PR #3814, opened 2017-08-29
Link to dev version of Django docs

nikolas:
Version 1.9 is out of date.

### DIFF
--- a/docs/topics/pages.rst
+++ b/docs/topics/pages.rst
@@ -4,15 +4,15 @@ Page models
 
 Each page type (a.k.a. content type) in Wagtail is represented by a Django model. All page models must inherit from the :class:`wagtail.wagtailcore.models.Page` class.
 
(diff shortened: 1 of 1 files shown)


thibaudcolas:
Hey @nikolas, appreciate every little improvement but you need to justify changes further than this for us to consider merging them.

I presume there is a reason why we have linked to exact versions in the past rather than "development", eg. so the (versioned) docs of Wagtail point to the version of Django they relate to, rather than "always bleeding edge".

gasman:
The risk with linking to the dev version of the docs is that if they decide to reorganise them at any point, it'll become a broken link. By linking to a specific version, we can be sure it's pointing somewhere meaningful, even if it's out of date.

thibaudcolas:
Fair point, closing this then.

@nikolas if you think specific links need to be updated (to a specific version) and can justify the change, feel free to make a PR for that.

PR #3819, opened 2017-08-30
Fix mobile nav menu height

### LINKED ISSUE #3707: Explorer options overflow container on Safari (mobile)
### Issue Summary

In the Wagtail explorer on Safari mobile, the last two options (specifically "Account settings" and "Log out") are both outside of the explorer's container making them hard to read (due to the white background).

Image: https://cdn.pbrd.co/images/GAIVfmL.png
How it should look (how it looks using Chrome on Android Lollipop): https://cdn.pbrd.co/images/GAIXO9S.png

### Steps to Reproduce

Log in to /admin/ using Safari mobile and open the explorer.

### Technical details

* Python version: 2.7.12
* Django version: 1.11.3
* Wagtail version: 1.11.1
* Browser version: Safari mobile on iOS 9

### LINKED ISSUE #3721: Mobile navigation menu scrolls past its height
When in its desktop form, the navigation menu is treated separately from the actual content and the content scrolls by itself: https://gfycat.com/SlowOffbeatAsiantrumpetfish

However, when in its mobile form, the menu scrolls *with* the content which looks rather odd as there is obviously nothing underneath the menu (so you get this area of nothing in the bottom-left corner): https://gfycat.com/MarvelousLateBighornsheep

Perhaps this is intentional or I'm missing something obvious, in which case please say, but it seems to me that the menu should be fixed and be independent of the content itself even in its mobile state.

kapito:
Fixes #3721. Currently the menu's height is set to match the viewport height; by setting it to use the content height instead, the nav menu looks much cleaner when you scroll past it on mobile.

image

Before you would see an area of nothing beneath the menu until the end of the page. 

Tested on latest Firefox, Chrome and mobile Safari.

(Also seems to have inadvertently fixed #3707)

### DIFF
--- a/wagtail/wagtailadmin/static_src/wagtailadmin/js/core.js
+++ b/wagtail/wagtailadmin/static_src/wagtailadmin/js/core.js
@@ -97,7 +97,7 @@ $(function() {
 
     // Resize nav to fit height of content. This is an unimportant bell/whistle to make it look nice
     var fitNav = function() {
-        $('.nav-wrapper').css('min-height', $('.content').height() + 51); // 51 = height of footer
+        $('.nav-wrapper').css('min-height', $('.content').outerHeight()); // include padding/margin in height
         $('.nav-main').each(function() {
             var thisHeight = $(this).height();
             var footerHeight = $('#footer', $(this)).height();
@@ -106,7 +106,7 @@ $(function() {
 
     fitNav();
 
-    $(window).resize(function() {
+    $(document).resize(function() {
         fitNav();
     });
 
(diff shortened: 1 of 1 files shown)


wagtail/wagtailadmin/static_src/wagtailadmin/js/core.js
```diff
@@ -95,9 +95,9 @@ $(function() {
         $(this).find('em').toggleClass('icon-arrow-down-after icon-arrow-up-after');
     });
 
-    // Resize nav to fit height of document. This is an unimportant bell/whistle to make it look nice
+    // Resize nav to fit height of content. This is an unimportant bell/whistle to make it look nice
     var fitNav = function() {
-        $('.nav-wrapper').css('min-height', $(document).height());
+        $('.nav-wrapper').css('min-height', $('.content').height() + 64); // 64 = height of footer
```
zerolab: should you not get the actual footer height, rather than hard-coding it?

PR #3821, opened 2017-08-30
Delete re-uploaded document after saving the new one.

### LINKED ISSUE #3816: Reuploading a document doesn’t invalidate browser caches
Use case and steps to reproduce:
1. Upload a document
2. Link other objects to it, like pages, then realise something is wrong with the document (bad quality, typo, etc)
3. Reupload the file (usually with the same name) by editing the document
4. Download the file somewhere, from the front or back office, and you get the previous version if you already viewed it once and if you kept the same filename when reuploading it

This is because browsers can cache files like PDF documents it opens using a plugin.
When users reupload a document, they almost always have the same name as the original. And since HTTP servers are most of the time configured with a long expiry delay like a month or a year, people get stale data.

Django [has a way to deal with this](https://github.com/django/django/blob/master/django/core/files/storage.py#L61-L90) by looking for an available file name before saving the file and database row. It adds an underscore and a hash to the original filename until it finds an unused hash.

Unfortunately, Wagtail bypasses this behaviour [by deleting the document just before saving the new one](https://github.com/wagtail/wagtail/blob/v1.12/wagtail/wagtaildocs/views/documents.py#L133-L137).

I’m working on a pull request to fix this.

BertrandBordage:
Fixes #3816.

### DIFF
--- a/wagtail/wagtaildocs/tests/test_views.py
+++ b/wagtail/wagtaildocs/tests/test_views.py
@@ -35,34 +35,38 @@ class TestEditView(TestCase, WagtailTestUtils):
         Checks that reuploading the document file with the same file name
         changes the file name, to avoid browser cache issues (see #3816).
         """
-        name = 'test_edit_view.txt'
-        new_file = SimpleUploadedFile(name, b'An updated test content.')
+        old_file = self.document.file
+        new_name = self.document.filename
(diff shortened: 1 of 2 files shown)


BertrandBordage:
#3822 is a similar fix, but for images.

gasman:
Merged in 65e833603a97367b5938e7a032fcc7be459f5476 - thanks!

━━━━━━

> DESCRIPTION OF THE TASK:
Copy out all lines of the listing above that include "using".

> ANSWER TO THIS PROBLEM:
How it should look (how it looks using Chrome on Android Lollipop): https://cdn.pbrd.co/images/GAIXO9S.png
Log in to /admin/ using Safari mobile and open the explorer.
This is because browsers can cache files like PDF documents it opens using a plugin.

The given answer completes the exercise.